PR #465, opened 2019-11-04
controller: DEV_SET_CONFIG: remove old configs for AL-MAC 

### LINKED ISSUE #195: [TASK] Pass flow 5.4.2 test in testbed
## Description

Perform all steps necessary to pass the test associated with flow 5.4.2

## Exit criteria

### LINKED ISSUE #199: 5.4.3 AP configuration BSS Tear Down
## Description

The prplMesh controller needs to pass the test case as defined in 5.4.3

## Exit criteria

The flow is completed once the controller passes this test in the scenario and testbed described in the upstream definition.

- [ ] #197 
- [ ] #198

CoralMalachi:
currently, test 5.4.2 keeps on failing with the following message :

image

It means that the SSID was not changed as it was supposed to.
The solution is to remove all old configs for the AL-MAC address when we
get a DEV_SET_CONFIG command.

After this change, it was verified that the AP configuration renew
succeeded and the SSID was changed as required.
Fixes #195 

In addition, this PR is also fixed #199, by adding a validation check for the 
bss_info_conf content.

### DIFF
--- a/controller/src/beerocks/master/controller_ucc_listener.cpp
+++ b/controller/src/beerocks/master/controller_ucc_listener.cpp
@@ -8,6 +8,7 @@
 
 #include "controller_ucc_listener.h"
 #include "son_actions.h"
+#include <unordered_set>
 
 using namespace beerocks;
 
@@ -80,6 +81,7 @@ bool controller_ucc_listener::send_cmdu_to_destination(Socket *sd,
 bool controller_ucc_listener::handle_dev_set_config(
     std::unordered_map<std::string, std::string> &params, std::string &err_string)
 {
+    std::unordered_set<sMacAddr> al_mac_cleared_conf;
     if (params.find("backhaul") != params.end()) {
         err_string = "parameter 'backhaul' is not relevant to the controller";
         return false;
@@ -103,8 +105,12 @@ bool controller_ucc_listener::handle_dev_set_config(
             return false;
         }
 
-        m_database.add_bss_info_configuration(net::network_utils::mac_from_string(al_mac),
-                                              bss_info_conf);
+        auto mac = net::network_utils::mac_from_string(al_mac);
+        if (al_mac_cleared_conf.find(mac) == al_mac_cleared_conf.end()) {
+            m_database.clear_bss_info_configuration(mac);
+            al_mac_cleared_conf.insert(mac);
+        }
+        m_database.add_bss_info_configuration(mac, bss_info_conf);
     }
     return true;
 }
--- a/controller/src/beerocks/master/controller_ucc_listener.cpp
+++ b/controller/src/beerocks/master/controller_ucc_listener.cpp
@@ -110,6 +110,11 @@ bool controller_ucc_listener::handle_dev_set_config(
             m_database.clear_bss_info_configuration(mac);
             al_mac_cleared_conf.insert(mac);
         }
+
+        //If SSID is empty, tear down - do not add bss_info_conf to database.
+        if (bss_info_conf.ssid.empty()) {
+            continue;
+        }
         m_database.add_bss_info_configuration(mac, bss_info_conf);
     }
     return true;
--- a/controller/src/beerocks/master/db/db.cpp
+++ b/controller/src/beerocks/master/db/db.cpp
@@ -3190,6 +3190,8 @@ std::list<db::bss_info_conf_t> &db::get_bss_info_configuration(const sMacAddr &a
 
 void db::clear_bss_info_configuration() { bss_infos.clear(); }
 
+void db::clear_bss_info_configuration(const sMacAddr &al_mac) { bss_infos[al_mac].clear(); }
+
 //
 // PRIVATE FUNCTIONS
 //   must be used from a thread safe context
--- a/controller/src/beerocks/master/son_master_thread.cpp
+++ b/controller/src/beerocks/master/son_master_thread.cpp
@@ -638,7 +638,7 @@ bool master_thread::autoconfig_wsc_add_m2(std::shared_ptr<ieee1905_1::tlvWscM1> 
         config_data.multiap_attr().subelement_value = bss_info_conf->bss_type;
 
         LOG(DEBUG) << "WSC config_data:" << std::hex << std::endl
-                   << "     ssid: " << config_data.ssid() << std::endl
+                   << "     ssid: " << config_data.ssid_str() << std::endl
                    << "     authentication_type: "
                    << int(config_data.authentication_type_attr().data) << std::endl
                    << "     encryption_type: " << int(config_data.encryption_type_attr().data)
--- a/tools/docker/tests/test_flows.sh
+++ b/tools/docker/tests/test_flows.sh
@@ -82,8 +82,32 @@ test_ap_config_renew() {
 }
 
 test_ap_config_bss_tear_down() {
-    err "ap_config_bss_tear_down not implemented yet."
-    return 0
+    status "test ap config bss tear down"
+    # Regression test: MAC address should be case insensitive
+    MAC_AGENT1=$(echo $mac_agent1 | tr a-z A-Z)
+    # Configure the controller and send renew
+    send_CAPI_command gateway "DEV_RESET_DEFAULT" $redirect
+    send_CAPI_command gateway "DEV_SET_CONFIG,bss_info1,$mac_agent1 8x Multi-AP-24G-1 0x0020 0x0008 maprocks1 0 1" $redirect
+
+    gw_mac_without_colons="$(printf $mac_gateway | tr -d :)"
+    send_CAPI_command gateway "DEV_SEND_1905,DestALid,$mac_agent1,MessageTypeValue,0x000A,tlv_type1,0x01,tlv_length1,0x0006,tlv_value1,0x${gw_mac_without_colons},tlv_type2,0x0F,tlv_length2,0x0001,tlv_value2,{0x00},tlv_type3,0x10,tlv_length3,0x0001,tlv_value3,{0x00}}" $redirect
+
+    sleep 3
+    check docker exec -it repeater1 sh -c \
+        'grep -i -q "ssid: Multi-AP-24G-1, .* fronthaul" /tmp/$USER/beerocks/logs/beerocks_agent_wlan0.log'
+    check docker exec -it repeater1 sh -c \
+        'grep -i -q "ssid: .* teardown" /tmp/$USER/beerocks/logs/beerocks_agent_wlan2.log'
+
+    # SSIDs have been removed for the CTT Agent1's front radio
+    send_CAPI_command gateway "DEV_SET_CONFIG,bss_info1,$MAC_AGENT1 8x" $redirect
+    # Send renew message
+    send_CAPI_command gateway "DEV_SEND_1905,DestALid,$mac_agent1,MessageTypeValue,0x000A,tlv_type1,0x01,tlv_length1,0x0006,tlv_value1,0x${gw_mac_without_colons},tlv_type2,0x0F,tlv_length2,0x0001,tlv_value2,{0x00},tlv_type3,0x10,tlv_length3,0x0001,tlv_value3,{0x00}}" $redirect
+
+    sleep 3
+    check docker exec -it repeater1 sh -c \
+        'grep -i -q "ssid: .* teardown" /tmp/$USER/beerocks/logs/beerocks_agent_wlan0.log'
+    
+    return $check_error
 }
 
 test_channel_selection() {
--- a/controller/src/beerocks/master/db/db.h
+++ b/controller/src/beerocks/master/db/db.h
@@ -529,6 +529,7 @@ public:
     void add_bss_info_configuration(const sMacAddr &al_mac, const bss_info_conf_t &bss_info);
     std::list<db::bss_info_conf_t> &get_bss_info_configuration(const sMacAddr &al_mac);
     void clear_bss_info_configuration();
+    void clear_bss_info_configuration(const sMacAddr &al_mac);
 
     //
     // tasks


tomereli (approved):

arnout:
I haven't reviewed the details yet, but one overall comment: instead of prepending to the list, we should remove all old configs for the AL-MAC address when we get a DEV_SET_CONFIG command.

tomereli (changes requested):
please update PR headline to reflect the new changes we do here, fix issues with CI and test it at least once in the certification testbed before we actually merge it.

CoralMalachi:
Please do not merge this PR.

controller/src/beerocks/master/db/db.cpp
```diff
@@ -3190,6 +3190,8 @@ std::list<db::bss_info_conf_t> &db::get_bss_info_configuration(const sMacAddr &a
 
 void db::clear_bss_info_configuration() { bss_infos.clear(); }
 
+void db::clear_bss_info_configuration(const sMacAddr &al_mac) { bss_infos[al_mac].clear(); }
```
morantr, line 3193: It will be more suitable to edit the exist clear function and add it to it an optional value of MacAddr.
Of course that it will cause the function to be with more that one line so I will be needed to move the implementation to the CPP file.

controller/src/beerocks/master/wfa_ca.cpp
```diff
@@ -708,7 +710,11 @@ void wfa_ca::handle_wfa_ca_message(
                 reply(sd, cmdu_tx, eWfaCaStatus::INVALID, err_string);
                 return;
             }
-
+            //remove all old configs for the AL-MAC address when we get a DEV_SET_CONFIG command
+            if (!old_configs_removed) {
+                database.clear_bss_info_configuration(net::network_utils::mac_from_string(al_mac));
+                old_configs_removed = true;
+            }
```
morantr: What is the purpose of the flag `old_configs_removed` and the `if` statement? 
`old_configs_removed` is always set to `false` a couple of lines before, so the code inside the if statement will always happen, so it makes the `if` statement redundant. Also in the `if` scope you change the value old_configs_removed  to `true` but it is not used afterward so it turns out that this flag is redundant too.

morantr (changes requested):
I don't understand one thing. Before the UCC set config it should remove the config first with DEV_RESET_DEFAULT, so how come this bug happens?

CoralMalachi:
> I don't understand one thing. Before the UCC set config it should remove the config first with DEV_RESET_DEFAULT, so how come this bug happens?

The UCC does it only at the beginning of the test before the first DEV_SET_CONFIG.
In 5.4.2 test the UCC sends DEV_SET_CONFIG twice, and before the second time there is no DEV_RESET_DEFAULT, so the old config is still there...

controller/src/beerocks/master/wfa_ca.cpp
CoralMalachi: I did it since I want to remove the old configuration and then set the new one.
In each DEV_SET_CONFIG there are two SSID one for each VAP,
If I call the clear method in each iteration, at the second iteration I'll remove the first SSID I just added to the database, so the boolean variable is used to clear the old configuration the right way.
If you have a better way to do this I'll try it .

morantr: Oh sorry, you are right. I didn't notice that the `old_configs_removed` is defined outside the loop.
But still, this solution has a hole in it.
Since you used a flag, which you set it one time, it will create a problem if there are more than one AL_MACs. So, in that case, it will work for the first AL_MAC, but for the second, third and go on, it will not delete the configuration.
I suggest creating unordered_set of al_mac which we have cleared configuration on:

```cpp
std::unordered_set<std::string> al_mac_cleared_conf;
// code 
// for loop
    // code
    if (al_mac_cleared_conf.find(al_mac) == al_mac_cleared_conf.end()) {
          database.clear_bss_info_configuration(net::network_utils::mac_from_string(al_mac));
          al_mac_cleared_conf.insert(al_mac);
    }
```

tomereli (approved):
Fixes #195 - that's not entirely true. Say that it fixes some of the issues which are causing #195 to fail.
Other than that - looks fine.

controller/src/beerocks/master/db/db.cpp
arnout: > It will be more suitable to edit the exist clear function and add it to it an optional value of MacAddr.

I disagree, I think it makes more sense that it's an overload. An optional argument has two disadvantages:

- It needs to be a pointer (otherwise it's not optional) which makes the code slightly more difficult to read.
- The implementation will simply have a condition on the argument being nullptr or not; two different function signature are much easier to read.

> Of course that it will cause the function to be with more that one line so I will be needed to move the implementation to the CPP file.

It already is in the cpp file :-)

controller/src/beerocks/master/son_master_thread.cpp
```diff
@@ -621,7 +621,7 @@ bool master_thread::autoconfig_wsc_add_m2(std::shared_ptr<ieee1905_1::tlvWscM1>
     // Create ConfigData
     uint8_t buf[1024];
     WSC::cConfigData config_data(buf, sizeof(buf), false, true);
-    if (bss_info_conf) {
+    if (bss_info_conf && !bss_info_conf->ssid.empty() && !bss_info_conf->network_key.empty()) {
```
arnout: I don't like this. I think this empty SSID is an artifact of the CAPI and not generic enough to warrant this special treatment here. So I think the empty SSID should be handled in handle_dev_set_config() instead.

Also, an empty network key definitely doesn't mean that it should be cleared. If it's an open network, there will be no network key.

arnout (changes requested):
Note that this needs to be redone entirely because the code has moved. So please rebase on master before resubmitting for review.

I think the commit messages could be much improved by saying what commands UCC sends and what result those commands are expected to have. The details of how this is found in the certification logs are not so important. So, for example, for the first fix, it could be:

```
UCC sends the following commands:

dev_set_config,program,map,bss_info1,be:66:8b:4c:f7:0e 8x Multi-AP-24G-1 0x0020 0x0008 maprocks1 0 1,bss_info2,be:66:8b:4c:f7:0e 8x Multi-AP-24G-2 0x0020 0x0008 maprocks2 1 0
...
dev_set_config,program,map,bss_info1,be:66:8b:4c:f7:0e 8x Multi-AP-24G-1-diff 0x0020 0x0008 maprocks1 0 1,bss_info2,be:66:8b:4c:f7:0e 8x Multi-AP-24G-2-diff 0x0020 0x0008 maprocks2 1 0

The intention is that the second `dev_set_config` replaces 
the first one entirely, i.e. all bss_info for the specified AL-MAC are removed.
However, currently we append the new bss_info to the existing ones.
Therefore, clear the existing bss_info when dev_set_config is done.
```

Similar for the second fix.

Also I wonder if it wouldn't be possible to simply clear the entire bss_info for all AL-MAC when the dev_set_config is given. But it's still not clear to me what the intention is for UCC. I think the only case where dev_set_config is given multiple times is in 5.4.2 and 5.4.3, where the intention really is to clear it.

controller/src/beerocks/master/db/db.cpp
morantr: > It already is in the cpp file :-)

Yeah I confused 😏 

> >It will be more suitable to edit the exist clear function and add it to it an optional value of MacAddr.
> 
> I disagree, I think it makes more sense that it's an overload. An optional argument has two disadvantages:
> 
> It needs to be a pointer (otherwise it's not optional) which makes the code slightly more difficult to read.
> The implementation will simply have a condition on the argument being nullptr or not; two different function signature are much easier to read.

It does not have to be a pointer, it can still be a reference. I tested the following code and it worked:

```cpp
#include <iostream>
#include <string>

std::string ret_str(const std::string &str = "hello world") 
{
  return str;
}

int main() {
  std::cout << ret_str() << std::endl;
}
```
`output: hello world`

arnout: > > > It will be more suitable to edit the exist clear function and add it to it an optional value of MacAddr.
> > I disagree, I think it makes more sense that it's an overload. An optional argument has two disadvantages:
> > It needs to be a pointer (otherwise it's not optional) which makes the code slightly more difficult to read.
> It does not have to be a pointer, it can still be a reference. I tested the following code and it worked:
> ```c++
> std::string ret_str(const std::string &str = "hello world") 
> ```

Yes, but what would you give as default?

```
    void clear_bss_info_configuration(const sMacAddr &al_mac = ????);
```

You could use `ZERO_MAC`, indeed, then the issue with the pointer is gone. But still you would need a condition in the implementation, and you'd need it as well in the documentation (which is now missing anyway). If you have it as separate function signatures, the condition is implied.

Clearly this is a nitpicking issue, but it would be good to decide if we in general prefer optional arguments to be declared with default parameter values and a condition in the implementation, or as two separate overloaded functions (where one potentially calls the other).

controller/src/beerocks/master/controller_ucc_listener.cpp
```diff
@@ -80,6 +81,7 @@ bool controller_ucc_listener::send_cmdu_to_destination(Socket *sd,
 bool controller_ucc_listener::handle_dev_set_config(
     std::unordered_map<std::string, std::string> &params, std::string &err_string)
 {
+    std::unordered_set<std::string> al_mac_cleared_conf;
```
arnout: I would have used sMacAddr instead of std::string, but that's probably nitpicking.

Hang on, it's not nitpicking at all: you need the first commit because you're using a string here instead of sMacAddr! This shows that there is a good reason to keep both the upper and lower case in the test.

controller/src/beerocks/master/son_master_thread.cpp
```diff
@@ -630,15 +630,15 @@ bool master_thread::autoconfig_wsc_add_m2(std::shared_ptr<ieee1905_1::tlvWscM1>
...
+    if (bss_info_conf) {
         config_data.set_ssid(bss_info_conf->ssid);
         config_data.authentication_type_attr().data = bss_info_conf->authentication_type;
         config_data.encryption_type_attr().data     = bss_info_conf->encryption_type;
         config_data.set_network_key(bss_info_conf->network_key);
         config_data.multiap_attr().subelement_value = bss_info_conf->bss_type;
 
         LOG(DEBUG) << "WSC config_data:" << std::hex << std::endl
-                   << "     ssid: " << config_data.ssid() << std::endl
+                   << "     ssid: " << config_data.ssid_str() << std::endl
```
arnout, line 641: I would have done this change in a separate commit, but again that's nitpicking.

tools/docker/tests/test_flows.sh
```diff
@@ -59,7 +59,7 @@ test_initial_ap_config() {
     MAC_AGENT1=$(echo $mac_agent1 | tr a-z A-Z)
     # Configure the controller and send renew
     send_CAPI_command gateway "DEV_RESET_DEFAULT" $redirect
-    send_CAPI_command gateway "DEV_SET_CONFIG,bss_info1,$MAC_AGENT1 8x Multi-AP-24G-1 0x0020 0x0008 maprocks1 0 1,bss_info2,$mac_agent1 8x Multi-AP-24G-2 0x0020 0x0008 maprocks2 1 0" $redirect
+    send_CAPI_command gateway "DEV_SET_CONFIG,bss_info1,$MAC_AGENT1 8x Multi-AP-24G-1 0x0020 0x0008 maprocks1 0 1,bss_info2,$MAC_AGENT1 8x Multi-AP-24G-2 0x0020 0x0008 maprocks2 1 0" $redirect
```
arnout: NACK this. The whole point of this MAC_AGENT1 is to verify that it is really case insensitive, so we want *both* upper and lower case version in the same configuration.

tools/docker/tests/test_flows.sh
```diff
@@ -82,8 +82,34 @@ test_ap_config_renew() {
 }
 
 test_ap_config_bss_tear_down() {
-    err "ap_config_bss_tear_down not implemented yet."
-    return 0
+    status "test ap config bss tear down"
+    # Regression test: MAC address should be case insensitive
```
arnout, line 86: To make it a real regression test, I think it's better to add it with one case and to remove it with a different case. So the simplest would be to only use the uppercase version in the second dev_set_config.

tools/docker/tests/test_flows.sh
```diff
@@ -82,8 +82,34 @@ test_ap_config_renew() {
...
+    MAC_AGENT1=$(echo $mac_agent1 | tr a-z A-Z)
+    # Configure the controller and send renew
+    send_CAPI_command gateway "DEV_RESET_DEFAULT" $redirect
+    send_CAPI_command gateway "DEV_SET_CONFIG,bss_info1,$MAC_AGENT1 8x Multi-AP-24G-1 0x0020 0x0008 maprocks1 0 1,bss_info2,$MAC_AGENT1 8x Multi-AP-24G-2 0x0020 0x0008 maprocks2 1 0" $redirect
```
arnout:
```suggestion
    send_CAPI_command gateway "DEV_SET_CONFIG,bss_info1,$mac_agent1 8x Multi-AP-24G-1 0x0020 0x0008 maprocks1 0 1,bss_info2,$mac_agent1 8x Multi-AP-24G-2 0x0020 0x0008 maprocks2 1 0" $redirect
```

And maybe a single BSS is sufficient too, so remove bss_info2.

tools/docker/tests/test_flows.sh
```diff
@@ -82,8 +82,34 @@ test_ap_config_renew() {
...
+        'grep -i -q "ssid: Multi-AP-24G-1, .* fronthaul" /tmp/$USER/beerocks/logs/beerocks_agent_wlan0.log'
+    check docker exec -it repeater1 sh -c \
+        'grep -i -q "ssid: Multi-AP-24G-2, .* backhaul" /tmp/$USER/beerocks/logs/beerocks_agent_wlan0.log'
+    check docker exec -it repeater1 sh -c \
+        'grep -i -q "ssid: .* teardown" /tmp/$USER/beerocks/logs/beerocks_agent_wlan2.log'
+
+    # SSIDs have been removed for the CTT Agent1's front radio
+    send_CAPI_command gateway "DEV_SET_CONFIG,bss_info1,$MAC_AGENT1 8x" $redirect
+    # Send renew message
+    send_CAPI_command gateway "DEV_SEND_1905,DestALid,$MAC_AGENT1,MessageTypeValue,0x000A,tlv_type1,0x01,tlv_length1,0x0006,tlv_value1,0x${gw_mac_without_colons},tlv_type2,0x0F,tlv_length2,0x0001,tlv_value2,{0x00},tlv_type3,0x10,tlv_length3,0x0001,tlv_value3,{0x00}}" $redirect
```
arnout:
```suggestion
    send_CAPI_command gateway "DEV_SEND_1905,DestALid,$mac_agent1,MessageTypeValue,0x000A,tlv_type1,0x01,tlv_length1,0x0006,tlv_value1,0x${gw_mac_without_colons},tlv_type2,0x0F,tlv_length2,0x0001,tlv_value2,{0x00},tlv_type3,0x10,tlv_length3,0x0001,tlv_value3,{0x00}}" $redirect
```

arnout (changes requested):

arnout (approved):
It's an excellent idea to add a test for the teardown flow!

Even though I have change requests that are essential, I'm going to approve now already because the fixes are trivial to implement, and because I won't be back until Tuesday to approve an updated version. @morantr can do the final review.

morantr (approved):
==
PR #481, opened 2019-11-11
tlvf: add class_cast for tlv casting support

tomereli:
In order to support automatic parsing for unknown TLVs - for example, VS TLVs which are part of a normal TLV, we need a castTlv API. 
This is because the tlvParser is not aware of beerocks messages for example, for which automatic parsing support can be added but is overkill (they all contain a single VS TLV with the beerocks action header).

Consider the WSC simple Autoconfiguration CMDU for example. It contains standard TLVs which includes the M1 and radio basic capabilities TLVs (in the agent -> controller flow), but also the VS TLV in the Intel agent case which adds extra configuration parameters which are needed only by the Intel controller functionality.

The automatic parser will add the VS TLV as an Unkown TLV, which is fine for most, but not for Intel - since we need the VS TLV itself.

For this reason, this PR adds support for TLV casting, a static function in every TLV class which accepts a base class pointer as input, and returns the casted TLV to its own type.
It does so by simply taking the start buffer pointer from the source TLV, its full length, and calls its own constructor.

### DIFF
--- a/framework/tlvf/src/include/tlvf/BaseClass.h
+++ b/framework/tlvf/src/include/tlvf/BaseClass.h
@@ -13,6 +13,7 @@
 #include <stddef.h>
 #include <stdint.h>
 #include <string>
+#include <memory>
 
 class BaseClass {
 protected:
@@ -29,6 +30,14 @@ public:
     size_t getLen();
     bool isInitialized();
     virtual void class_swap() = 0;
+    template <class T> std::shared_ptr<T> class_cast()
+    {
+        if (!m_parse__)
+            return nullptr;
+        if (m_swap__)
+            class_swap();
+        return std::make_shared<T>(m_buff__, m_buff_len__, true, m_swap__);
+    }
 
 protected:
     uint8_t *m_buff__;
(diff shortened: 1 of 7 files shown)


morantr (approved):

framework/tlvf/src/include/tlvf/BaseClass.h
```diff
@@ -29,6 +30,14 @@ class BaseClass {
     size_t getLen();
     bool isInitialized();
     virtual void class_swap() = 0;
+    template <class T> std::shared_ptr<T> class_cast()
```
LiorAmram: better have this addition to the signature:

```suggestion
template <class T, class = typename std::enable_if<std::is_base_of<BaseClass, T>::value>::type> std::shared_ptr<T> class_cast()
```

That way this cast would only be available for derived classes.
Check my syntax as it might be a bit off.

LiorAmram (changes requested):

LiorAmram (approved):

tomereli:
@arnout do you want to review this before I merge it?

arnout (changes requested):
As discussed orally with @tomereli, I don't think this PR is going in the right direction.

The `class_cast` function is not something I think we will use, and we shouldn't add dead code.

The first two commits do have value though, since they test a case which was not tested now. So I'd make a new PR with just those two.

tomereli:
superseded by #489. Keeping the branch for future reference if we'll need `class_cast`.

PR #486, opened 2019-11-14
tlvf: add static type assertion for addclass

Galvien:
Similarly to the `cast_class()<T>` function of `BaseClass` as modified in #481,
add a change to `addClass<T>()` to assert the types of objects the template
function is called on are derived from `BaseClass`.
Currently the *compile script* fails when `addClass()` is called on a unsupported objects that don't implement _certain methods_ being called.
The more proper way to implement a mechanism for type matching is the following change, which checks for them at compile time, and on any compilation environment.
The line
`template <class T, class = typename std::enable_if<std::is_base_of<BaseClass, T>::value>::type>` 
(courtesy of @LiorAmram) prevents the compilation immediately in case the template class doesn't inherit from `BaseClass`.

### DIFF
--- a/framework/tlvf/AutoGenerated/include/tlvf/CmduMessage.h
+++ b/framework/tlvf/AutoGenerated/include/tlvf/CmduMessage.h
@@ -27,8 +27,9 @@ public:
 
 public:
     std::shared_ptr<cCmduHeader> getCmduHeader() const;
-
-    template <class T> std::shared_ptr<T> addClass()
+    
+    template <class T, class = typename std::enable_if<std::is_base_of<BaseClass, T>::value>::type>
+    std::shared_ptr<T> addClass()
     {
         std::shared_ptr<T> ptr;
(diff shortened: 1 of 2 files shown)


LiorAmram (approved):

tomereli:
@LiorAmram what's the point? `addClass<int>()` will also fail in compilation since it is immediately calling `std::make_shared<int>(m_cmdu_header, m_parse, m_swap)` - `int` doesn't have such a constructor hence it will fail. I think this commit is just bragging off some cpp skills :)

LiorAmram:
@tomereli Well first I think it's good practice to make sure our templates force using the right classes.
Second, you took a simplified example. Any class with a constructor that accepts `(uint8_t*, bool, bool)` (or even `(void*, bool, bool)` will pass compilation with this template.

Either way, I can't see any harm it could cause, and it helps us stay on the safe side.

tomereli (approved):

• **BRIEF**:
Transcribe each line of the data above, unaltered, from the one where "PR #465, opened 2019-11-04" appears to the one where "using namespace beerocks;" appears, inclusive of both.

• **EXPECTED OUTPUT**:
PR #465, opened 2019-11-04
controller: DEV_SET_CONFIG: remove old configs for AL-MAC 

### LINKED ISSUE #195: [TASK] Pass flow 5.4.2 test in testbed
## Description

Perform all steps necessary to pass the test associated with flow 5.4.2

## Exit criteria

### LINKED ISSUE #199: 5.4.3 AP configuration BSS Tear Down
## Description

The prplMesh controller needs to pass the test case as defined in 5.4.3

## Exit criteria

The flow is completed once the controller passes this test in the scenario and testbed described in the upstream definition.

- [ ] #197 
- [ ] #198

CoralMalachi:
currently, test 5.4.2 keeps on failing with the following message :

image

It means that the SSID was not changed as it was supposed to.
The solution is to remove all old configs for the AL-MAC address when we
get a DEV_SET_CONFIG command.

After this change, it was verified that the AP configuration renew
succeeded and the SSID was changed as required.
Fixes #195 

In addition, this PR is also fixed #199, by adding a validation check for the 
bss_info_conf content.

### DIFF
--- a/controller/src/beerocks/master/controller_ucc_listener.cpp
+++ b/controller/src/beerocks/master/controller_ucc_listener.cpp
@@ -8,6 +8,7 @@
 
 #include "controller_ucc_listener.h"
 #include "son_actions.h"
+#include <unordered_set>
 
 using namespace beerocks;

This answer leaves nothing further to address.